Christopher P. Mathias (born May 14, 1978) is an American politician and attorney serving as a member of the Idaho House of Representatives from the 19th district, which includes a portion of Boise, Idaho. He is the first African American man to serve in the Idaho Legislature and its only current Black member.

== Early life and education ==
Mathias enlisted in the United States Coast Guard after graduating from high school. During his service, Mathias engaged in search and rescue and law enforcement operations, and later conducted shipboard communications on the USCGC Polar Star, the nation's heaviest non-nuclear icebreaker.

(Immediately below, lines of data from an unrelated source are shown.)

PR #316, opened 2019-04-08
Fix the error which is thrown on download failure

mykola-mokhnach:
The `reject` argument is expected to be a valid error object

### DIFF
--- a/lib/basedriver/helpers.js
+++ b/lib/basedriver/helpers.js
@@ -204,41 +204,35 @@ async function configureApp (app, supportedAppExtensions) {
 }
 
 async function downloadApp (app, targetPath) {
-  let appUrl;
+  const {href} = url.parse(app);
+  const started = process.hrtime();
   try {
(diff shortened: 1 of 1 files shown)


lib/basedriver/helpers.js
```diff
@@ -204,41 +204,35 @@ async function configureApp (app, supportedAppExtensions) {
 }
 
 async function downloadApp (app, targetPath) {
-  let appUrl;
+  const {href} = url.parse(app);
```
dpgraham: This throws an exception if `app` isn't a `string` type. I think we should do some defensive validation here.

mykola-mokhnach: I think is fine, since downloadApp is only called from https://github.com/appium/appium-base-driver/pull/316/files#diff-42b9efd7ac57979fa56fdc25706f4ae5R77, where we are already doing the necessary validations

PR #320, opened 2019-04-24
Remove chromedriver dev dep

imurchie:
Weird thing... 

We have a fully functional Selenium server here already. No need to use Chromedriver or actually drive a browser!

Also, fo fun, removed unneeded dependencies.


mykola-mokhnach:
🎉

He used the G.I. Bill to earn a Bachelor of Science in criminal justice administration from Boise State University, where he was student body president and the university's first McNair Scholar. Mathias later earned a Juris Doctor from Vermont Law School and a doctorate in law and public policy from Northeastern University. His dissertation focused on how Idaho has implemented the National Incident Management System.

== Career ==
Mathias worked as law clerk for U.S. Senator Patrick Leahy and later as a lecturer at Northeastern University. After completing his Ph.D., he worked as the chief academic officer for the Idaho State Board of Education and then for the University of California, Santa Cruz.

Mathias is the recipient of the Idaho Governor's Commendation for Distinguished Public Service and the Idaho Business Review's Accomplished 40 Under 40 award.

== Personal life ==
Mathias lives in the North End neighborhood of Boise, Idaho, with his wife Katie and their two children.